**What you should do**
Take every line of the material below that includes the string "memptr" and copy it out.

- - - - -

PR #1380, opened 2018-04-24
Add missing check to suppress compiler warning

WhoisZihan:
The variable 'model' may not be initialized, thus causing a compile warning in
src/mlpack/methods/hoeffding_trees/hoeffding_tree_main.cpp:251

### DIFF
--- a/src/mlpack/methods/hoeffding_trees/hoeffding_tree_main.cpp
+++ b/src/mlpack/methods/hoeffding_trees/hoeffding_tree_main.cpp
@@ -159,6 +159,10 @@ static void mlpackMain()
       model = new HoeffdingTreeModel(HoeffdingTreeModel::INFO_HOEFFDING);
     else if (CLI::HasParam("info_gain") && (numericSplitStrategy == "binary"))
       model = new HoeffdingTreeModel(HoeffdingTreeModel::INFO_BINARY);
+    else {
+      Log::Fatal << "model is not initialized" << std::endl;
+      return;
+    }
   }
 
   // Now, do we need to train?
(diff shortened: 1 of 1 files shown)


src/mlpack/methods/hoeffding_trees/hoeffding_tree_main.cpp
```diff
@@ -159,6 +159,10 @@ static void mlpackMain()
       model = new HoeffdingTreeModel(HoeffdingTreeModel::INFO_HOEFFDING);
     else if (CLI::HasParam("info_gain") && (numericSplitStrategy == "binary"))
       model = new HoeffdingTreeModel(HoeffdingTreeModel::INFO_BINARY);
+    else {
```
zoq: Avoid placing opening braces on the same line. See https://github.com/mlpack/mlpack/wiki/DesignGuidelines#brace-placement for more information; this might be irrelevant if we switch the ``else if`` to ``else``.

WhoisZihan:
@rcurtin @zoq Hi, thanks for the review.

> I think that it is not possible for the code to actually get to that point. So an easier fix would be to change the last else if to just an else.

Thanks for clarifying, I didn't know it because I just start to get myself familiar with machine learning and mlpack, so this is just a minor patch without knowing the context. I just update it with a new commit.

> I'll go ahead and merge this in 3 days to leave time for comments. If you like, we can add your name to the list of contributors in src/mlpack/core.hpp and COPYRIGHT.txt (since even though it is a small contribution it is still a contribution!). Also, if you like, I can mail you some mlpack stickers that you can put on your laptop. If you want some, send me your mailing address at ryan@ratml.org and I will put them in the mail.

That would be nice! Stickers will look cool. I think I can contribute more when I get familiar enough with ML and mlpack.

src/mlpack/methods/hoeffding_trees/hoeffding_tree_main.cpp
WhoisZihan: Thanks for clarifying, I just updated the pull request with a new commit.

zoq:
Sometimes, tests that have nothing to do with your code will fail. Don't worry about those; see https://github.com/mlpack/mlpack/issues/922 for more information. In this case we should see if we can track down the error, but  no need to delay the PR.

PR #1385, opened 2018-04-30
Add JOSS paper for submission.

rcurtin:
This adds the mlpack JOSS paper to the mlpack repository, which is required for the submission to JOSS:  https://github.com/openjournals/joss-reviews/issues/703

I think that we could either remove it or leave it in the repository after the submission is done.


rcurtin:
Ok, I will go ahead and merge and update the joss-reviews issue.

PR #1386, opened 2018-05-01
Transposed Convolutional Layer Implementation

ShikharJ:
This follows from the current implementation of `Convolution` class and a lot of changes need to be discussed (and made) here. Transposed Convolutional Layers are also called Deconvolutional Layers or Fractional Strided Convolutional Layers.


ShikharJ:
Yes, currently, we just need to make the changes to the `Forward`, `Backward` and `Gradient` routines, rest all should remain unchanged.

src/mlpack/tests/transposed_convolutional_network_test.cpp
```diff
@@ -0,0 +1,121 @@
...
+using namespace mlpack;
+using namespace mlpack::ann;
+using namespace mlpack::optimization;
+
+BOOST_AUTO_TEST_SUITE(TransposedConvolutionalNetworkTest);
+
+/**
+ * Train the vanilla network on a larger dataset.
+ */
+BOOST_AUTO_TEST_CASE(VanillaNetworkTest)
```
zoq: What do you think about adding a test that compares against some precomputed results? Just to test the ``TransposedConvolutional`` layer, also a gradient check test might be a good idea to add.

ShikharJ: @zoq Could you provide an example from the code where something like that is done? That would make it easier for me to implement the test and debug the current implementation, then I can go ahead and correct the `transposed_network_test.cpp` (which is currently just a copy of the `convolutional_network_test.cpp`).

zoq: gradient check for the linear layer:

https://github.com/mlpack/mlpack/blob/e37ceb380c4cfb7559916b795b66231f6e2f90f9/src/mlpack/tests/ann_layer_test.cpp#L540-L578

Convolution test against a precomputed result:

https://github.com/mlpack/mlpack/blob/e37ceb380c4cfb7559916b795b66231f6e2f90f9/src/mlpack/tests/convolution_test.cpp#L157-L189

ShikharJ:
@zoq Can you help me in reviewing this? I'm not really confident with the current implementation.

zoq:
Do you think you could add a test that checks the forward pass against a pre-computed result, that would be helpful in the review process.

ShikharJ:
Yeah sure, give me some time, I messed up my `Tensorflow` GPU installation on my system after updating `Ubuntu`.

ShikharJ:
Yeah sure, give me some time, I messed up my `Tensorflow` GPU installation on my system after updating `Ubuntu`.

ShikharJ:
@zoq Nice suggestion :) I was able to debug the `Forward` routine using the pre-computed result. I'll add more tests tomorrow. By the way, how can we obtain the pre-computed result for a `Backward` routine using `Tensorflow`?

zoq:
Awesome, ``tf.gradients()`` is probably the way to go: https://stackoverflow.com/questions/35226428/how-do-i-get-the-gradient-of-the-loss-at-a-tensorflow-variable we can also manually calculate the derivative, wolfram alpha is often useful as well. 

we can also manually calculate the

src/mlpack/methods/ann/layer/transposed_convolution_impl.hpp
```diff
@@ -0,0 +1,299 @@
...
+      inputTemp.n_cols, inputTemp.n_slices);
+  std::cout << "gTemp: " << std::endl << gTemp << std::endl;
+
+  for (size_t outMap = 0, outMapIdx = 0; outMap < outSize; outMap++)
+  {
+    for (size_t inMap = 0; inMap < inSize; inMap++, outMapIdx++)
+    {
+      arma::Mat<eT> output;
+      ForwardConvolutionRule::Convolution(mappedError.slice(outMap),
+          weight.slice(outMapIdx), output, 1, 1);
```
ShikharJ: @zoq I wasn't able to get `Tensorflow` to provide me with the values for the `Backward` routine. The implementation is most likely correct (Forward is completely debugged and tested), unless we need to rotate the weight matrix here again. Can you think of an alternative way of verifying?

ShikharJ: I am yet to check for Gradients on all the test cases. Should be done in a few hours :)

zoq: Sounds good 👍

ShikharJ:
@zoq This is ready for a review.

src/mlpack/methods/ann/layer/convolution.hpp
```diff
@@ -61,7 +61,7 @@ class Convolution
    * @param dH Stride of filter application in the y direction.
    * @param padW Padding width of the input.
    * @param padH Padding height of the input.
-   * @param inputWidth The widht of the input data.
+   * @param inputWidth The width of the input data.
```
zoq: Nice catch, thanks!

src/mlpack/methods/ann/layer/transposed_convolution.hpp
```diff
@@ -0,0 +1,345 @@
...
+           size_t wPad,
+           size_t hPad,
+           arma::Cube<eT>& output)
+  {
+    output = arma::zeros(input.n_rows + wPad * 2,
+        input.n_cols + hPad * 2, input.n_slices);
+
+    for (size_t i = 0; i < input.n_slices; ++i)
+    {
+      Pad<double>(input.slice(i), wPad, hPad, output.slice(i));
```
zoq: Should this be ``Pad<eT>``?

src/mlpack/methods/ann/layer/transposed_convolution_impl.hpp
```diff
@@ -0,0 +1,271 @@
...
+    OutputDataType
+>::Forward(const arma::Mat<eT>&& input, arma::Mat<eT>&& output)
+{
+  inputTemp = arma::cube(input.memptr(), inputWidth, inputHeight, inSize);
+
+  outputWidth = TransposedConvOutSize(inputWidth, kW, dW, padW);
+  outputHeight = TransposedConvOutSize(inputHeight, kH, dH, padH);
+
+  outputTemp = arma::zeros<arma::Cube<eT> >(outputWidth, outputHeight,
+                                            outSize);
```
zoq: This should be tabbed twice, I know there are some inconsistencies over the codebase, but I think this would align with the style guide.

src/mlpack/tests/ann_layer_test.cpp
```diff
@@ -1438,4 +1438,166 @@ BOOST_AUTO_TEST_CASE(GradientBatchNormLayerTest)
...
+
+  TransposedConvolution<> module1(1, 1, 3, 3, 1, 1, 0, 0, 4, 4);
+  // Test the Forward function.
+  input = arma::linspace<arma::colvec>(0, 15, 16);
+  module1.Parameters() = arma::mat(9, 1, arma::fill::zeros);
+  module1.Parameters()(0) = 1.0;
+  module1.Parameters()(8) = 2.0;
+  module1.Reset();
+  module1.Forward(std::move(input), std::move(output));
+  BOOST_REQUIRE_EQUAL(arma::accu(output), 360.0);
```
zoq: Perhaps we should mentioned that the expected value was manually calculated.

src/mlpack/tests/convolution_test.cpp
```diff
@@ -73,7 +73,7 @@ void Convolution3DMethodTest(const arma::cube input,
   arma::cube convOutput;
   ConvolutionFunction::Convolution(input, filter, convOutput);
 
-  // Check the outut dimension.
+  // Check the output dimension.
```
zoq: Another nice catch, thanks!

src/mlpack/methods/ann/layer/transposed_convolution.hpp
```diff
@@ -0,0 +1,345 @@
+/**
+ * @file transposed_convolution.hpp
+ * @author Marcus Edel
+ * @author Shikhar Jaiswal
```
zoq: I think you should put your name on the top.

src/mlpack/methods/ann/layer/transposed_convolution.hpp
ShikharJ: Ah, yes, didn't look much into it. This should be updated in `convolution.hpp` as well.

zoq: Absolutely, would be great if you could include this in the PR.

src/mlpack/methods/ann/layer/transposed_convolution_impl.hpp
```diff
@@ -0,0 +1,271 @@
...
+      BackwardConvolutionRule::Convolution(inputTemp.slice(inMap),
+          rotatedFilter, convOutput, 1, 1);
+
+      outputTemp.slice(outMap) += convOutput;
+    }
+
+    outputTemp.slice(outMap) += bias(outMap);
+  }
+
+  output = arma::Mat<eT>(outputTemp.memptr(), outputTemp.n_elem, 1);
```
rcurtin: Would it be better to do `output = std::move(outputTemp)` possibly followed by a reshape?  I think there's no need for a copy here, but if you use the advanced constructor that makes an alias, the memory owned by `outputTemp` will go out of scope as soon as the method returns.

src/mlpack/methods/ann/layer/transposed_convolution_impl.hpp
```diff
@@ -0,0 +1,271 @@
...
+      arma::Mat<eT> output;
+
+      ForwardConvolutionRule::Convolution(mappedError.slice(outMap),
+          weight.slice(outMapIdx), output, 1, 1);
+
+      gTemp.slice(inMap) += output;
+    }
+  }
+
+  g = arma::mat(gTemp.memptr(), gTemp.n_elem, 1);
```
rcurtin: Same comment applies here.

src/mlpack/methods/ann/layer/transposed_convolution_impl.hpp
zoq: Ahh,  nice catch, the same applies to the convolution layer.

ShikharJ: This wouldn't work as `output` is a `arma::mat` and `outputTemp` is a `arma::cube`.

zoq:
Thanks for a another great contribution.

src/mlpack/methods/ann/layer/transposed_convolution_impl.hpp
ShikharJ: @rcurtin Reshaping first worked for this. I'd prefer this method to aliasing, because of the difference in types.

- - - - -

**Exercise result**
+  inputTemp = arma::cube(input.memptr(), inputWidth, inputHeight, inSize);
+  output = arma::Mat<eT>(outputTemp.memptr(), outputTemp.n_elem, 1);
+  g = arma::mat(gTemp.memptr(), gTemp.n_elem, 1);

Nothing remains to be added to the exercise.